▶ _WHAT YOU SHOULD DO_: Return every line in the entries below where the word "basic" shows up.

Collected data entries
PR #1865, opened 2025-08-12
Document -ri CLI arg

seanmil2:
# Summary

Add explanation for the run ignored tests cli argument.

I noticed that the -ri argument is in the print usage but not in the verbose help and I was not sure what this option did:

image

## Testing

image


notable-equivalent:
Can this be merged @basvodde ?

Issue #1855, opened 2025-05-12
state of CI and latest-passing-build


mtfurlan:
The last [latest passing build](https://github.com/cpputest/cpputest/releases/tag/latest-passing-build) was in 2021, and it looks like Travis [hasn't run](https://app.travis-ci.com/github/cpputest/cpputest/builds) since then.
I think we should make it start working again, because #1651 says use 4.0 (5 years ago) or latest passing build(4 years ago)

It looks like the current ci state is
* [github actions test report](https://github.com/cpputest/cpputest/blob/master/.github/workflows/test-report.yml)
  * makes a nice display for all the junit tests in the basic workflow
* [github actions basic workflow](https://github.com/cpputest/cpputest/blob/master/.github/workflows/basic.yml)
  * clang-format
  * codeql
  * autotools autoreconf, configure, and make
      * mac: make tdd with gcc & clang
      * ubuntu: make tdd with gcc, clang, and `--disable-longlong`
      * ubuntu: make dist and make install
      * windows-latest make tdd
  * cmake: cmake & cmake --build && ctest, and sometimes make --install && build examples against install
    * ubuntu:
      * clang CXX standards 98, 11, 14, 17, 20
      * gnu CXX standards 98, 14, 17, 20
      * gnu install with CXX 11
      * presets
        * No long long
        * Detailed
        * No C++ Standard Library
        * No RTTI
        * No Exceptions
        * No C Standard Library
        * Address Sanitizer
        * GCC ARM embedded
        * clang-tidy
        * mingw
        * arm-embedded
        * OpenWatcom DOS with dosbox
      * run lcov
    * macos
      * install
      * clang CXX standards 14, 17, 20
      * gcc CXX standard 14
    * windows:
      * Cygwin with preset GNU
      * ClangCL CXX standard 17
      * MSVC CXX standard 20
      * MSVC install
  * make: under ubuntu do `make -f Makefile_using_MakefileWorker` with the following targets
    * test_defaults
    * test_disable_std_cpp
    * test_disable_memory_leak_detection
    * test_disable_std_cpp_and_leak_detection
    * test_disable_debug
    * test_override_flags
    * test_disable_std_c
    * test_target_platform
    * test_override_and_disable
    * test_examples
    * test_junit_output
    * test_vpath
    * test_vpath_install
    * commented out: test_gcov
  * make_dos
    * build with dosbox and github.com/cpputest/watcom-compiler and platforms/Dos/Makefile
[...]

PR #1869, opened 2025-10-03
ci: latest-passing-build

mtfurlan:
bring back the latest-passing-build tag

addresses #1855
    
to see it in action before merging, see
https://github.com/mtfurlan/cpputest/releases/tag/latest-passing-build

### DIFF
--- a/.github/workflows/latest-passing-release.yml
+++ b/.github/workflows/latest-passing-release.yml
@@ -1,0 +1,61 @@
+name: 'Latest Passing Release'
+# run this once basic build passes tests on master branch
+# it will update the latest-passing-build tag, and update the github release
+on:
+  workflow_run:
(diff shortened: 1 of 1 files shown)


notable-equivalent:
The date was already not being updated back when this repo published the latest passing build (right now the "release date" of the latest passing build is April 2020, but the build is actually from November 2021). So given that this was already an existing problem, I think it's acceptable to still have that problem, at least for now.

EDIT: Apparently GitHub sorts releases in the feed based on the date of the tag/commit and not the "release date" of the GitHub releases itself, so I even more so feel that it's fine to leave it like this https://github.com/orgs/community/discussions/5447#discussioncomment-1555826

basvodde:
Thanks

Issue #1829, opened 2024-11-20
Can we rename HAVE_CONFIG_H?


mtfurlan:
I'm working with [asn1c](https://github.com/mouse07410/asn1c) and CppUTest, and both projects use `HAVE_CONFIG_H` to mean things, and CppUTest defining it as a public compile definition is causing issues for the asn1c code

I would really like if we could rename the one in this repo to `CPPUTEST_HAVE_CONFIG_H`
From the comments in the file, it looks like it isn't supposed to be user facing, but searching github issues shows that I personally have had to define it manually in the past

So can we deprecate `HAVE_CONFIG_H` in favour of `CPPUTEST_HAVE_CONFIG_H` but support both?
```
#if defined(HAVE_CONFIG_H) || defined(CPPUTEST_HAVE_CONFIG_H)
```

mtfurlan:
asn1c is renaming their HAVE_CONFIG_H to HAVE_ASN1C_CONFIG_H: https://github.com/mouse07410/asn1c/pull/202

mtfurlan:
Okay so it turns out it's not easy, `HAVE_CONFIG_H` is coming from [autoconf](https://www.gnu.org/software/autoconf/manual/autoconf-2.67/html_node/Configuration-Headers.html)

So I think the fix is to not expose the define publicly in [CMakeLists.txt](https://github.com/cpputest/cpputest/blob/master/CMakeLists.txt#L129-L132), that should be PRIVATE not PUBLIC

basvodde:
Yes, I think I looked at changing the HAVE_CONFIG_H in autoconf and I couldn't find it :( The proposed solution sounds good to me! Probably @thetic has an opinion too.

thetic:
The macro needs to be public. For example, TestHarness.h includes CppUTestConfig.h includes CppUTestGeneratedConfig.h which needs `HAVE_CONFIG_H` to include the generated header.

thetic:
I agree that the generic name is prone to collisions, but I think we would need to convince autoconf to use something else. I'm no expert, but i'll see what i can find in the docs.

PR #1872, opened 2025-11-15
Rename HAVE_CONFIG_H

thetic:
Address #1829.

I know roughly nothing about autoconf, so please double check my work.

### DIFF
--- a/Makefile.am
+++ b/Makefile.am
@@ -10,7 +10,11 @@ EXTRA_PROGRAMS = CppUTestExtTests
 lib_LIBRARIES = lib/libCppUTest.a
 check_PROGRAMS = $(CPPUTEST_TESTS)
 
-# Change autoconf's hard-coded (and collision susceptible) HAVE_CONFIG_H macro.
+# HACK: Replace the HAVE_CONFIG_H macro with CPPUTEST_HAVE_GENERATED_CONFIG_H.
+# The name HAVE_CONFIG_H is a hard-coded in autoconf and cannot be changed in
+# any "normal" ways. This isn't typically a problem, but CppUTest exposes the
+# macro in its public headers. This leads to collisions with any other projects
+# built with autoconf.
 DEFS = $(filter-out -DHAVE_CONFIG_H,@DEFS@) -DCPPUTEST_HAVE_GENERATED_CONFIG_H
 
 if INCLUDE_CPPUTEST_EXT


Makefile.am
```diff
@@ -10,6 +10,9 @@ EXTRA_PROGRAMS = CppUTestExtTests
 lib_LIBRARIES = lib/libCppUTest.a
 check_PROGRAMS = $(CPPUTEST_TESTS)
 
+# Change autoconf's hard-coded (and collision susceptible) HAVE_CONFIG_H macro.
+DEFS = $(filter-out -DHAVE_CONFIG_H,@DEFS@) -DCPPUTEST_HAVE_GENERATED_CONFIG_H
```
basvodde, line 18: Whoa....

basvodde: After a bit more checking on this, perhaps we can try out AX_PREFIX_CONFIG_H in the configure.ac.

My AI friend recommended to do this:
AC_CONFIG_HEADERS([config.h:config.hin], [AM_CPPFLAGS="$AM_CPPFLAGS -DCPPUTEST_HAVE_CONFIG_H"])

Which also feels like a hack... but at least a hack in the right place as this really shouldn't be in the am file :)

thetic: > After a bit more checking on this, perhaps we can try out AX_PREFIX_CONFIG_H in the configure.ac.

I tried this and it only appears to affect the name of the resulting header, not the macro.

> My AI friend recommended to do this:
AC_CONFIG_HEADERS([config.h:config.hin], [AM_CPPFLAGS="$AM_CPPFLAGS -DCPPUTEST_HAVE_CONFIG_H"])

I'll need to double check, but I think this only adds the `CPPUTEST_HAVE_CONFIG_H` macro; it doesn't remove the `HAVE_CONFIG_H` macro which we don't want leaking into other libraries.

thetic: > My AI friend recommended to do this:
AC_CONFIG_HEADERS([config.h:config.hin], [AM_CPPFLAGS="$AM_CPPFLAGS -DCPPUTEST_HAVE_CONFIG_H"])

That doesn't build. I tried `AC_CONFIG_HEADERS([config.h], [AM_CPPFLAGS="$AM_CPPFLAGS -DCPPUTEST_HAVE_CONFIG_H"])` and confirmed that defines only `HAVE_CONFIG_H` with `DEFS = -DHAVE_CONFIG_H` in the generated makefile.

basvodde: Ok, thanks for checking. I did some more checking, and I tried the following in the configure.ac:

-AC_CONFIG_HEADERS([config.h])
+AC_CONFIG_HEADERS([CppUTestGeneratedConfig.h])

In a quick test, that seems to do the trick. But I didn't checked in throughly yet. Could you check that?

thetic: that does not work. The name of `HAVE_CONFIG_H` is hardcoded in autoconf[^1][^2]. I don't think config headers were ever intended to be exposed in libraries' public interfaces.

[^1]: https://www.gnu.org/software/autoconf/manual/autoconf-2.61/html_node/Configuration-Headers.html
[^2]: https://github.com/autotools-mirror/autoconf/blob/8ac9edd1a71fe24ed94d70f1669e4fd6a81fa585/lib/autoconf/status.m4#L1267

basvodde: Yeah, the problem comes from building a unit testing framework as library.

I'd like to merge this then, but probably need a bit of a comment to it to explain what is happening, why, and a tip that if we find a better version to then remove this. Will you give that a try or shall I add it?

thetic: no problem. see 7f9c2455c5f5666805612626f1d648b2807a1109

basvodde:
Thanks for your patience!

▶ _RESULT_:
  * makes a nice display for all the junit tests in the basic workflow
* [github actions basic workflow](https://github.com/cpputest/cpputest/blob/master/.github/workflows/basic.yml)
+# run this once basic build passes tests on master branch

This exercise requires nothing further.